Run the Reference configurations
NEMO is distributed with a set of reference configurations allowing both the user to set up his own first applications and the developer to test/validate his NEMO developments (using SETTE package).
Attention
Please note that the NEMO System Team is only in charge of the maintenance of the “Reference Configurations” described below.
Configurations developed by external research projects or initiatives that make use of NEMO are welcome to be publicized through the website by filling up the form Add your project here and Add your publications here
How to compile an experiment from a reference configuration
To compile the ORCA2_ICE_PISCES reference configuration using makenemo,
one should use the following, by selecting among available architecture file or
providing a user defined one:
$ ./makenemo -r 'ORCA2_ICE_PISCES' -m 'my_arch' -j '4'
A new EXP00 folder will be created within the selected reference configurations,
namely ./cfgs/ORCA2_ICE_PISCES/EXP00.
It will be necessary to uncompress the archives listed in the above table for
the given reference configuration that includes input & forcing files.
Then it will be possible to launch the execution of the model through a runscript (opportunely adapted to the user system).
List and description of Reference Configurations
All forcing files listed below in the table are available from the SETTE inputs site .
Note, this list also includes two configurations in the test-cases category.
These latter two are located in the tests directory
Configuration |
Component(s) |
Archives (input & forcing files) |
||||
|---|---|---|---|---|---|---|
Name |
O |
S |
T |
P |
A |
|
X |
X |
X |
X |
AGRIF_DEMO_v4.2.0.tar, ORCA2_ICE_v4.2.0.tar |
||
X |
AMM12_v4.2.0.tar |
|||||
X |
C1D_PAPA_v4.2.0.tar |
|||||
X |
X |
X |
none |
|||
X |
X |
X |
X |
ORCA2_ICE_v4.2.0.tar, ORCA2_INPUTS_PISCES_v4.2.0.tar |
||
X |
X |
ORCA2_OFF_v4.2.0.tar, ORCA2_INPUTS_PISCES_v4.2.0.tar |
||||
ORCA2_OFF_TRC |
X |
ORCA2_OFF_v4.2.0.tar |
||||
X |
ORCA2_ICE_v4.2.0.tar, SAS_v4.2.0.tar |
|||||
X |
X |
WED025_v4.2.0.tar |
||||
ICE_AGRIF |
X |
X |
X |
ICE_AGRIF.2.0.tar |
||
ISOMIP+_ |
X |
ISOMIP+_4.2.0.tar |
||||
Legend for component combination
O for OCE, S for SI3, T for TOP, P for PISCES and A for AGRIF
AGRIF_DEMO
AGRIF_DEMO is based on the ORCA2_ICE_PISCES global configuration at 2° of resolution with
the inclusion of 3 online nested grids to demonstrate the overall capabilities of AGRIF in
a realistic context (including the nesting of sea ice models).
The configuration includes a 1:1 grid in the Pacific and two successively nested grids with
odd and even refinement ratios over the Arctic ocean,
with the finest grid (1/6°) spanning the Denmark strait that is of
particular interest to test sea ice coupling.

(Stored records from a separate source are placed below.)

PR #5225, opened 2022-09-04
ipwcli_dns: fixed markups in doc

russoz:
##### SUMMARY
Fixed references from C(param=value) to I(param=value).

##### ISSUE TYPE
- Docs Pull Request

##### COMPONENT NAME
ipwcli_dns

### DIFF
--- a/plugins/modules/net_tools/ipwcli_dns.py
+++ b/plugins/modules/net_tools/ipwcli_dns.py
@@ -45,7 +45,7 @@ options:
     address:
         description:
             - The IP address for the A or AAAA record.
-            - Required for C(type=A) or C(type=AAAA)
+            - Required for I(type=A) or I(type=AAAA)
         type: str
     ttl:
         description:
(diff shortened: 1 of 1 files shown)


plugins/modules/net_tools/ipwcli_dns.py
```diff
@@ -45,7 +45,7 @@
     address:
         description:
             - The IP address for the A or AAAA record.
-            - Required for C(type=A) or C(type=AAAA)
+            - Required for I(type=A) or I(type=AAAA)
```
felixfontein, line 48: Do you mind adding a period after the sentences as well, while we're at this? Same for the others as well :)
```suggestion
            - Required for I(type=A) or I(type=AAAA).
```

felixfontein (commented):
:heart:

plugins/modules/net_tools/ipwcli_dns.py
russoz: done

felixfontein (approved):

felixfontein:
@russoz thanks for improving the docs!

Issue #1503, opened 2025-07-29
[Bug]: Sofar - HYD 20KTL-3PH missing values on text/dropdown boxes


anton4:
### Describe the bug

After upgrading to from 2025.06.3 to 2025.07.x integration does not read values for dropdown boxes after HA restart.
Changing values do work and are populated after manually changing, but after HA reboot they all are empty.

<img width="1012" height="1007" alt="Image" src="https://github.com/user-attachments/assets/8de67f48-e4b3-42fb-a99d-7cc4a8e573db" />

### Integration Version

2025.07.6

### Homeassistant core version

2025.7.4

### Inverter brand

Sofar

### Plugin used

plugin_sofar.py

### Serial prefix

SP1ES120

### Connection Method

LSE-3 with Modbus RTU over TCP

infradom:
Should be the same cause as the other similar issues recently reported (issue #1496)
Fix is on its way with PR #1501

wills106:
I have just released [2025.07.7](https://github.com/wills106/homeassistant-solax-modbus/releases/tag/2025.07.7) with these changes.

marbell90:
The Problem is in 2025.07.7 still there.

infradom:
> The Problem is in 2025.07.7 still there.

Hard to believe, it looked so much similar to what we experienced. If you want us to investigate further, we will need a debug log that includes a restart of HA

Have you checked if the select and number entities have not received a new name (with a _2 suffix) ? In that case, renaming them without _2 will solve the problem. you need to open the settings dialog of a failing entity to see this

marbell90:
> > The Problem is in 2025.07.7 still there.
> 
> Hard to believe, it looked so much similar to what we experienced. If you want us to investigate further, we will need a debug log that includes a restart of HA
> 
> Have you checked if the select and number entities have not received a new name (with a _2 suffix) ? In that case, renaming them without _2 will solve the problem. you need to open the settings dialog of a failing entity to see this

I had to switch back to 2025.07.3. I attached the Debug-Log. Hope it helps. Thanks. The entities seem all fine.

[home-assistant_solax_modbus_2025-07-29T21-55-50.717Z.log](https://github.com/user-attachments/files/21497972/home-assistant_solax_modbus_2025-07-29T21-55-50.717Z.log)

infradom:
> The Problem is in 2025.07.7 still there.

@marbell90 :
[...]

PR #1512, opened 2025-07-31
is_entity_enabled now works without dirty fix; sofar #1503; consider sensor_key dependencies

infradom:
- the unique_id of some entities separate platform from key with '_' others with '.' . Now we try with both. Unclear why. Maybe older versions may have used a different separator

- Sofar: modify entity_enabled_by_default=False by internal=True. There might be another issue causing #1503 a certain block returns modbus read errors. To be examined separately.

- Thanks @thomas7475 for contributing the .sensor_key dependency mechanism. Some sensors were not read because they were referred to by a sensor_key statement in a control with a different key


infradom:
@wills106 : could solve some remaining problems with disabled registers, so best to merge, I suggest to create another beta release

Noteworthy, this last zoom benefits from the “vertical nesting” capacity introduced in v4.2. It has a 75 levels geopotential grid (which is not an integer refinement of the 30 levels parent grid), while still allowing for conservative 2-way exchanges. To test passive tracer exchanges through AGRIF, an Age tracer is also activated.
The 1:1 grid can be used alone as a benchmark to check that the model solution is not corrupted by grid exchanges. Note that since grids interact only at the baroclinic time level, numerically exact results can not be achieved in the 1:1 case. Perfect reproducibility is obtained only by switching to a fully explicit setup instead of a split explicit free surface scheme.
AMM12
The AMM, Atlantic Margins Model, is a regional model covering the Northwest European Shelf domain on a regular lat-lon grid at approximately 12km horizontal resolution (see [C1]).
The appropriate &namcfg namelist, used to build the correct dimensions of the AMM domain, is available at ./cfgs/AMM12/EXPREF/namelist_cfg
This configuration allows to tests several features of NEMO functionality specifically addressed to the shelf seas.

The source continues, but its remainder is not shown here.